On the need to be more accepting, open, and kind
Jennifer Tang CONTRIBUTOR
Image: Tumblr
Him: you’re not like other girls.
Hailee: what’s wrong with other girls?
Hailee Steinfeld’s song “Most Girls” tackles the stigma associated with the words, “You’re not like most girls,” and the way in which they are often used. In the music video, a boy compliments Hailee for being different from other girls. She explains in an interview with Rebecca Nicholson, a writer of The Guardian, the consequences of this seemingly harmless comment, “I felt that we’ve been accepting the compliment, ‘You’re not like most girls,’ for a very long time. I have. I feel like there’s been this golden standard or rule that in order to be special you have to be different to other women.”
Growing up, I always advocated for feminism. “Feminism is equality: politically, culturally, socially, economically. That’s it, that simple,” Emma Watson, a well-known advocate of women’s rights described the concept perfectly. The movement is about giving people the choice to decide what they want to do and how they want to define themselves, without being judged. “You know some days you feel so good in your own skin, but it’s okay if you [want to] change the body you came in, ’cause you look greatest when you feel like a damn queen,” Steinfeld echoes this idea in her song “Most Girls.” She tells her listeners that everyone should be allowed to feel comfortable in their own skin and if there is something that they want to change, they should be able to do it without judgment.
Often times, the media and society associate females with negative traits. Take, for instance, the infamous, “You (insert a verb) like a girl!” comments. In sports, when a coach scolds an athlete for “throwing like a girl,” it is often used as an insult. Consequently, girls and women may begin to shun their femininity and mistakenly internalize the idea that traditionally masculine gender roles are superior. Two years ago, I realized that growing up I would often criticize and stray away from my feminine nature. I told myself I hated pink and made sure to emphasize that I played with both cars and dolls as a child so I would seem ‘cooler’ and less ‘girly.’ There was a disconnect between the changes I was advocating for and my actions.
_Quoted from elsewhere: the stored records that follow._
PR #325, opened 2022-03-09
v3 NodeEventAPIClient improvements

alexsporn:
- Added new `NodeEventAPIClientSubscription` that gets returned together with the event channels.
- This object holds any errors that occurred while subscribing and allows to cleanly unsubscribe from events.

### DIFF
--- a/x/node_event_api_client.go
+++ b/x/node_event_api_client.go
@@ -49,6 +49,9 @@ const (
 var (
 	// ErrNodeEventAPIClientInactive gets returned when a NodeEventAPIClient is inactive.
 	ErrNodeEventAPIClientInactive = errors.New("node event api client is inactive")
+
+	// ErrNodeEventAPIClientSubscriptionAlreadyClosed gets returned when a NodeEventAPISubscription was already closed.
+	ErrNodeEventAPIClientSubscriptionAlreadyClosed = errors.New("node event api client subscription is already closed")
 )
 
 // NodeEventUnlockCondition denotes the different unlock conditions.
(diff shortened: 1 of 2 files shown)


x/node_event_api_client.go
```diff
@@ -97,6 +100,48 @@ type NodeEventAPIClient struct {
 	Errors chan error
 }
 
+// NodeEventAPIClientSubscription holds any error that happened when trying to subscribe to an events.
```
muXxer, line 103:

I said I was fighting for gender equality, but my actions said that I did not want to be associated with anything even remotely feminine. I had internalized that “to be like most girls” was undesirable. This is why Hailee Steinfeld’s song “Most Girls” is impactful.
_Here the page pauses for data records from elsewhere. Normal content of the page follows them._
PR #340, opened 2022-04-17
Add Accept Header MIME type

muXxer:


nodeclient/http.go
```diff
@@ -135,6 +146,10 @@ func do(httpClient *http.Client, baseURL string, ctx context.Context, userInfo *
 		req.URL.User = userInfo
 	}
 
+	if requestHeaderHook != nil {
+		requestHeaderHook(req.Header)
+	}
+
```
alexsporn, line 152: This should be moved to after the next block where the content-type was set, because you are modifying the headers after the hook again

nodeclient/http_api_client.go
```diff
@@ -324,28 +342,14 @@ func (client *Client) MessageMetadataByMessageID(ctx context.Context, msgID iota
...
-}
-
 // MessageByMessageID get a message by its message ID from the node.
 func (client *Client) MessageByMessageID(ctx context.Context, msgID iotago.MessageID, deSeriParas *iotago.DeSerializationParameters) (*iotago.Message, error) {
-	query := fmt.Sprintf(RouteMessageBytes, iotago.EncodeHex(msgID[:]))
+	query := fmt.Sprintf(RouteMessage, iotago.EncodeHex(msgID[:]))
 
 	res := &RawDataEnvelope{}
-	if _, err := client.Do(ctx, http.MethodGet, query, nil, res); err != nil {
+	if _, err := client.DoWithRequestHeaderHook(ctx, http.MethodGet, query, func(header http.Header) {
```
alexsporn, line 350: Maybe define a default hook that sets the accept header?

nodeclient/http_api_client.go
```diff
@@ -391,7 +397,9 @@ func (client *Client) OutputByID(ctx context.Context, outputID iotago.OutputID)
 	query := fmt.Sprintf(RouteOutput, outputID.ToHex())
 
 	res := &OutputResponse{}
-	if _, err := client.Do(ctx, http.MethodGet, query, nil, res); err != nil {
+	if _, err := client.DoWithRequestHeaderHook(ctx, http.MethodGet, query, func(header http.Header) {
+		header.Set("Accept", "application/json")
```
alexsporn, line 401: define and use `MIMEApplicationJSON = "application/json"` since you are also mentioning it in the comments with that name

alexsporn (approved):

Girls and women come in all shapes and sizes, and each and every one of them is enough exactly as they are. “Most girls are smart and strong and beautiful. Most girls work hard, go far…,” Steinfeld plays with the phrase ‘like most girls’ in her lyrics, using it as a compliment rather than its traditional application to scorn females. “I [want to] be like most girls,” she sings. This verse is incredibly important as it highlights the message that a girl should never feel ashamed of her gender or embracing her femininity (if that is what she wants) and encourages girls to build each other up.
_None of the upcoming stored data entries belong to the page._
PR #183, opened 2020-03-17
chore: install ipset for kube-proxy ipvs mode

dennisme:
Per https://github.com/kubernetes/kubernetes/tree/master/pkg/proxy/ipvs#run-kube-proxy-in-ipvs-mode

Not currently installed. 

```bash
ubuntu@ip-10-97-39-102:~$ which ipset
ubuntu@ip-10-97-39-102:~$
```


dennisme:
Holding off on this one, requires more testing.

To look at things from another perspective, one should acknowledge that boys struggle with similar difficulties and are also familiar with the scorn that is associated with “being like most boys.” Society’s enforcement of gender roles is constricting; it often requires individuals to dress, behave, and think in certain ways to feel accepted. The strict adherence to gender roles also harms individuals who identify as non-binary, agender, or gender fluid. “Most Girls” is a song of female empowerment because it advocates for the ability and freedom to define one’s identity without judgment, such as the embracing of one’s femininity, and breaks down the negative connotation of being “like most girls/boys.” Her song addresses important topics that support the empowerment of all genders. University is hard enough, as students struggle to juggle their academic responsibilities, define their identity, and develop their interpersonal relationships. Let us make it easier by being more accepting, open, and kind to both ourselves and those around us.